| What is needed |
Please count the lines of the data that contain "jairideout" and state only the total.

| Excerpted records |
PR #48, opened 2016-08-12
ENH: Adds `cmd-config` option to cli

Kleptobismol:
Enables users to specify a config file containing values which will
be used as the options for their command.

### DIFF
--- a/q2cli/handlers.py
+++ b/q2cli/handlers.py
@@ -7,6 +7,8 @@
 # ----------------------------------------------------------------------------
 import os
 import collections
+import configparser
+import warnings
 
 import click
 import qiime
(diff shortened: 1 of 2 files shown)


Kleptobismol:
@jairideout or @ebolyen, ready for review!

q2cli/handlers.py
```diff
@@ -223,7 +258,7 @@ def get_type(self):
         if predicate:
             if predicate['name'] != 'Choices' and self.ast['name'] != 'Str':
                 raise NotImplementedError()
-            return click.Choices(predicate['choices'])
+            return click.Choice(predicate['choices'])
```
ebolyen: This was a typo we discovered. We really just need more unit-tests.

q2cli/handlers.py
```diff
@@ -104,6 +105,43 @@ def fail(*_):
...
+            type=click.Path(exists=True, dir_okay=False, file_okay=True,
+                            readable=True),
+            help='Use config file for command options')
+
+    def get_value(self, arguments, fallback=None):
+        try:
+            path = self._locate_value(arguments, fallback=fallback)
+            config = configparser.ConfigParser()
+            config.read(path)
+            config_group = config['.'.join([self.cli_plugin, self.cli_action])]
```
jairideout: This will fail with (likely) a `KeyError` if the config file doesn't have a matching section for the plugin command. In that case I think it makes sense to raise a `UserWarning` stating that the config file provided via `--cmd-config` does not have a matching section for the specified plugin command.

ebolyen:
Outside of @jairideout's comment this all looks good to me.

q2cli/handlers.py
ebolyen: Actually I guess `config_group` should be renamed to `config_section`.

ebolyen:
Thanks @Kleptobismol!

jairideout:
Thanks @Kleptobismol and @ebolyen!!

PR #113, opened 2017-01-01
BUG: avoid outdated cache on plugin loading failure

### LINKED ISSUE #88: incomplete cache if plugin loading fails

| Result for this task |
4